To summarize what follows below (“shorter sloth”, as it were), the case for g rests on a statistical technique, factor analysis, which works solely on correlations between tests. Factor analysis is handy for summarizing data, but can’t tell us where the correlations came from; it always says that there is a general factor whenever there only positive correlations. The appearance of g is a trivial reflection of that correlation structure. A clear example, known since 1916, shows that factor analysis can give the appearance of a general factor when there are actually many thousands of completely independent and equally strong causes at work. Heritability doesn’t distinguish these alternatives either. Exploratory factor analysis being no good at discovering causal structure, it provides no support for the reality of g.
The worst thing about the continuing reliance on factor analysis is that it simply isn’t a tool that can do that.
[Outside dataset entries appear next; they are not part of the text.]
PR #561, opened 2017-12-29
Generate docker files.

shaleh:


shaleh:
Yeah, it could be a little brittle. But the alternative was depending on a template system. Which felt like overkill.

The documentation is "cd into docker and run ./generate. Then check in the updated files." I will drop a README in.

In some sense, back when we didn’t have laptops that could do things in 3 minutes what took 3 days even just 12 years ago let alone 30 years ago, factor analysis provided a very good first step to analyzing data and do what I call feeling out the data.
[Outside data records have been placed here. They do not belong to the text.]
PR #979, opened 2018-10-30
Port internal-show-cursor{,-p}

### LINKED ISSUE #974: Port internal-show-cursor-p
```c
DEFUN ("internal-show-cursor-p", Finternal_show_cursor_p,
       Sinternal_show_cursor_p, 0, 1, 0,
       doc: /* Value is non-nil if next redisplay will display a cursor in WINDOW.
WINDOW nil or omitted means report on the selected window.  */)
  (Lisp_Object window)
{
  return decode_any_window (window)->cursor_off_p ? Qnil : Qt;
}
```

bb010g:
Closes #974.

---
This change is [Reviewable](https://reviewable.io/reviews/wilfred/remacs/979)

### DIFF
--- a/rust_src/src/dispnew.rs
+++ b/rust_src/src/dispnew.rs
@@ -7,13 +7,13 @@ use remacs_macros::lisp_fn;
 use remacs_sys::{clear_current_matrices, dtotimespec, fset_redisplay,
                  mark_window_display_accurate, timespec_add, timespec_sub,
                  wait_reading_process_output};
+use remacs_sys::{redisplaying_p, Qnil, Vframe_list, WAIT_READING_MAX};
 use remacs_sys::{EmacsDouble, EmacsInt, Lisp_Glyph};
-use remacs_sys::{Qnil, Vframe_list, WAIT_READING_MAX};
 
 use frames::{frame_live_or_selected, LispFrameRef};
 use lisp::{defsubr, ExternalPtr, LispObject};
 use terminal::{clear_frame, update_begin, update_end};
-use windows::LispWindowRef;
+use windows::{window_or_selected, LispWindowRef};
 
 pub type LispGlyphRef = ExternalPtr<Lisp_Glyph>;
 
@@ -103,6 +103,30 @@ pub extern "C" fn set_window_update_flags(w: LispWindowRef, on_p: bool) {
             Some(next.as_window_or_error())
         };
     }
+}
+
+/***********************************************************************
+			   Blinking cursor
+ ***********************************************************************/
+
+/// Set the cursor-visibility flag of WINDOW to SHOW.
+/// WINDOW nil means use the selected window.  SHOW non-nil means
+/// show a cursor in WINDOW in the next redisplay.  SHOW nil means
+/// don't show a cursor.
+#[lisp_fn]
+pub fn internal_show_cursor(window: LispObject, show: LispObject) {
+    // Don't change cursor state while redisplaying.  This could confuse
+    // output routines.
+    if !unsafe { redisplaying_p } {
+        window_or_selected(window).set_cursor_off_p(show.is_nil())
+    }
+}
+
+/// Value is non-nil if next redisplay will display a cursor in WINDOW.
+/// WINDOW nil or omitted means report on the selected window.
+#[lisp_fn]
+pub fn internal_show_cursor_p(window: LispObject) -> bool {
+    !window_or_selected(window).cursor_off_p()
 }
 
 include!(concat!(env!("OUT_DIR"), "/dispnew_exports.rs"));
--- a/src/dispnew.c
+++ b/src/dispnew.c
@@ -5957,35 +5957,6 @@ init_display (void)
 
 
 /***********************************************************************
-			   Blinking cursor
- ***********************************************************************/
-
-DEFUN ("internal-show-cursor", Finternal_show_cursor,
-       Sinternal_show_cursor, 2, 2, 0,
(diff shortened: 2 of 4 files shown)


src/dispnew.c
```diff
@@ -5956,35 +5956,6 @@ init_display (void)
...
-DEFUN ("internal-show-cursor", Finternal_show_cursor,
-       Sinternal_show_cursor, 2, 2, 0,
-       doc: /* Set the cursor-visibility flag of WINDOW to SHOW.
-WINDOW nil means use the selected window.  SHOW non-nil means
-show a cursor in WINDOW in the next redisplay.  SHOW nil means
-don't show a cursor.  */)
-  (Lisp_Object window, Lisp_Object show)
-{
-  /* Don't change cursor state while redisplaying.  This could confuse
-     output routines.  */
```
brotzeit: Why drop the comment ?

rust_src/src/dispnew.rs
```diff
@@ -105,4 +105,20 @@ pub extern "C" fn set_window_update_flags(w: LispWindowRef, on_p: bool) {
...
 
+/***********************************************************************
+			   Blinking cursor
+ ***********************************************************************/
+
+#[lisp_fn]
+pub fn internal_show_cursor(window: LispObject, show: LispObject) {
+    if !unsafe { redisplaying_p } {
+        window_or_selected(window).set_cursor_off_p(show.is_nil())
+    }
```
brotzeit: This function returns `Qnil`.

src/window.c
```diff
@@ -301,19 +301,6 @@ decode_live_window (register Lisp_Object window)
...
-{
-  struct window *w;
-
-  if (NILP (window))
-    return XWINDOW (selected_window);
-
-  CHECK_WINDOW (window);
-  w = XWINDOW (window);
-  return w;
-}
```
brotzeit: This function is still used I think.

src/window.c
```diff
@@ -301,19 +301,6 @@ decode_live_window (register Lisp_Object window)
   return XWINDOW (window);
 }
 
-struct window *
-decode_any_window (register Lisp_Object window)
```
brotzeit: This function is still used I think.

rust_src/src/dispnew.rs
shaleh: Making no return is the equivalent. I prefer the explicit return too.

src/window.c
shaleh: It is ported to Rust now.

src/window.c
```diff
@@ -301,19 +301,6 @@ decode_live_window (register Lisp_Object window)
...
-  struct window *w;
-
-  if (NILP (window))
-    return XWINDOW (selected_window);
-
-  CHECK_WINDOW (window);
-  w = XWINDOW (window);
-  return w;
-}
-
```
shaleh: Want to add `decode_valid_window` while here?

rust_src/src/dispnew.rs
brotzeit: Right, we discussed this recently.

src/dispnew.c
bb010g: Sorry, forgot to copy those over.

shaleh: I wrote https://gist.github.com/shaleh/c84d905b0bc755163beea8269be00f1d to help. `M-| rustize-emacs`. It needs some tweaks to catch all of the C code styles but it is a start.

rust_src/src/dispnew.rs
bb010g: What's the point of the explicit return if it's always returning `Qnil` so it can just return something? That reasoning is why it's elided with `()` in Rust—something has to be returned, but it's just noise (unless it's a sum arm, but you'd use `LispObject` for that).

shaleh: Clarity. I am not a fan of magic in my code personally. I'd be ok with the ()/Qnil case being dropped from `lisp_fn`.

If our mission is having a project open to new developers and maybe casual coders, the more obvious our code is the better off we will be.

bb010g: If we're trying to be anti-magic here, shouldn't we be using `-> ()` on all Rust functions, then? I don't see how a mental continuation of Rust functions that always return values into Lisp functions is broken here. If someone working on Remacs doesn't know that "void" Rust functions actually return unit, I think it's more valuable to tell them that in the porting guide while noting how "void" Lisp functions are declared and written than to clutter up the code with trailing `Qnil`s, like C has to do, and Rust almost had. This way, the existing pragmatic clarity of Rust's implicit unit return is kept while Rust code they may run into in the future that deals with the output of "void" functions is made less surprising. Additionally, this means that explicit `Qnil` returns are more likely to denote the termination of a list, and not just void, better conveying intent with Rust's type system.

brotzeit: @bb010g I think you're right. `lisp_fn` already contains a lot of magic and newcomers already have to take a look at the wiki. But we are using `-> !` though I don't know why it's not `-> ()`. Doesn't really matter I guess.

shaleh: `-> !` means "function never returns to caller" not "does not return a value". Anything that returns '!' is an executional dead end and the compiler can use this information.

`-> ()` means 'does not return a value'.

brotzeit: Not my day. `-> ()` seems good.

harryfei:
I think we could merge this. @shaleh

Those trying to impute causality with factor analysis are wrong on two different levels. First, the method is not capable of doing so–but yet, Charles Murray wrote a book using it at the core of his argument.
Second, correlation does not mean causation. For causal determinations, one must first choose a study design that eliminates other possible explanations and offer a theory that can be tested by a significance test that is capable of accepting or rejecting the null hypothesis. Statistical analysis can contribute to the determination of causation, but only in a very specific study design that produces a controlled set of observations for testing.
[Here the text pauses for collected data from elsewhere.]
PR #980, opened 2018-10-30
Port internal_equal C function.

shaleh:


shaleh:
The bool vector check is failing. Not sure why, I have just started adding debugging to point the way. It looks like the conversion to A Vector pointer is off.

The Cons section is also not working correctly. This might be a flaw in the iterator?

I have not had the time to finish this properly but it is pretty close.

`internal_equal` is now in Rust. The original C is left behind as `reference_internal_equal` and is handling the broken sections above.

db48x:
I added some more printing; it fails to compare conses which aren't proper lists:

    cons: ('require . 'easy-mmode) vs ('require . 'pcase)
    Wrong type argument: listp, (require . easy-mmode)

shaleh:
I am in the process of pulling this PR apart.

PR #982, opened 2018-10-30
Port memory profiler defuns

nickdrozd:


rust_src/src/profiler.rs
```diff
@@ -0,0 +1,75 @@
...
+}
+
+/// Start/restart the memory profiler.
+/// The memory profiler will take samples of the call-stack whenever a new allocation takes
+/// place. Note that most small allocations only trigger the profiler occasionally.
+/// See also `profiler-log-size' and `profiler-max-stack-depth'.
+#[lisp_fn]
+pub fn profiler_memory_start() -> bool {
+    unsafe {
+        if profiler_memory_running {
```
shaleh: Another inspiration for a `new_string!` macro.

rust_src/src/profiler.rs
```diff
@@ -0,0 +1,75 @@
...
+    }
+
+    true
+}
+
+/// Stop the memory profiler.  The profiler log is not affected.
+/// Return non-nil if the profiler was running.
+#[lisp_fn]
+pub fn profiler_memory_stop() -> bool {
+    unsafe {
```
shaleh: Let's not alias `running` here. This way start and stop match.

rust_src/src/profiler.rs
```diff
@@ -0,0 +1,75 @@
...
+            error(error_str.as_ptr() as *const u8);
+        }
+
+        if memory_log.is_nil() {
+            memory_log = make_log(globals.profiler_log_size, globals.profiler_max_stack_depth)
+        }
+
+        profiler_memory_running = true;
+    }
+
```
shaleh: Maybe return `profiler_memory_running`? To match stop?

rust_src/src/profiler.rs
```diff
@@ -0,0 +1,75 @@
...
+}
+
+/// Return the current memory profiler log.
+/// The log is a hash-table mapping backtraces to counters which represent the amount of memory
+/// allocated at those points. Every backtrace is a vector of functions, where the last few
+/// elements may be nil.
+/// Before returning, a new log is allocated for future samples.
+#[lisp_fn]
+pub fn profiler_memory_log() -> LispObject {
+    unsafe {
```
shaleh: The intent is to return the previous log so, maybe we should call this 'previous'?

rust_src/src/profiler.rs
shaleh: Sadly not.

shaleh:
@nickdrozd try the `new_string` macro next. That should be a good one.

PR #983, opened 2018-10-31
Use LispNumber for coerced markers.

shaleh:
This continues the idea from LispBufferOrName.


shaleh:
The `map_or` on LispObject is an experiment. Let's see how it works out. There are more places it would be useful in this PR.

PR #984, opened 2018-10-31
port message-box

brotzeit:


nickdrozd:
Ha, I had this one on my todo list for today!

Is it possible to run it in a test?

nickdrozd:
@shaleh Is there a reason we're using `CString::new` etc instead of `"OK".as_ptr() as *const ::libc::c_char`? That seems to work just as well.

brotzeit:
@nickdrozd I will add tests.

nickdrozd:
> @shaleh Is there a reason we're using `CString::new` etc instead of `"OK".as_ptr() as *const ::libc::c_char`? That seems to work just as well.

Actually it does not work just as well.

shaleh:
@nickdrozd keep in mind _all_ allocations that are visible to the C code are made in the C code. We are bound by the Lisp Garbage Collector which we have not ported yet.

brotzeit:
How can I access the message box contents ?

harryfei:
LGTM

shaleh:
I don't know that you can @brotzeit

In the case of Murray’s work, he doesn’t test his hypothesis, he simply finds a correlation and jumps up and down for hundreds of worthless pages. A bunch of gullible morons like Sullivan think it looks sophisticated and declare those who call bullshit are somehow silencing groundbreaking work. That would be groundbreaking work if it were perhaps done in 1900, not 1995 or 2007. It was shoddy bullshit that never should have been published by a reputable publisher.
I’ll copy the following simply because it is as parsimonious of a statement as possible:
If I take any group of variables which are positively correlated, there will, as a matter of algebraic necessity, be a single dominant general factor, which describes more of the variance than any other, and all of them will be “positively loaded” on this factor, i.e., positively correlated with it. Similarly, if you do hierarchical factor analysis, you will always be able to find a single higher-order factor which loads positively onto the lower-order factors and, through them, the actual observables  What psychologists sometimes call the “positive manifold” condition is enough, in and of itself, to guarantee that there will appear to be a general factor. Since intelligence tests are made to correlate with each other, it follows trivially that there must appear to be a general factor of intelligence. This is true whether or not there really is a single variable which explains test scores or not.
These issues are non-trivial. My current boss was trained some decades ago as a psychologist and he always wants to start off with a factor analysis. I usually look up, squint a bit, and shake my head. It’s not that it isn’t useful, it’s just such a basic step, I don’t think of it as anything that interesting to bother mentioning in most work. Of course, he being trained in cognitive psychology understands the limitations of the factor analysis and part of the reason he has had my predecessor and I around is that we know modern statistics and we look up, squint a bit, and shake our heads when he’s all excited about something we aren’t terribly interested in.
I am not sure what the oddest aspect of this situation is, because there are so many. It may be a statistician’s bias, but the things I keep dwelling on are the failures of methodology, which are not, alas, confined to all-correlations-all-the-time psychologists, but also seen in the right (that is, wrong) sort of labor-market sociologist, economists who regress countries’ growth rates on government policies, etc., etc. As the late sociologist Aage Sorensen said (e.g. here), the sort of social science which tries to identify causal effects by calculating regression coefficients or factor loadings stops where the scientist’s work ought, properly, to begin. (A more charitable view would be that these researchers are piling up descriptions, and hoping that someone will come along, any decade now, with explanations.) Many psychometric and econometric theorists know much better, but they seem to have little influence on practice.
I’d argue that quasi-experimental designs also work very well, though that’s a far longer discussion.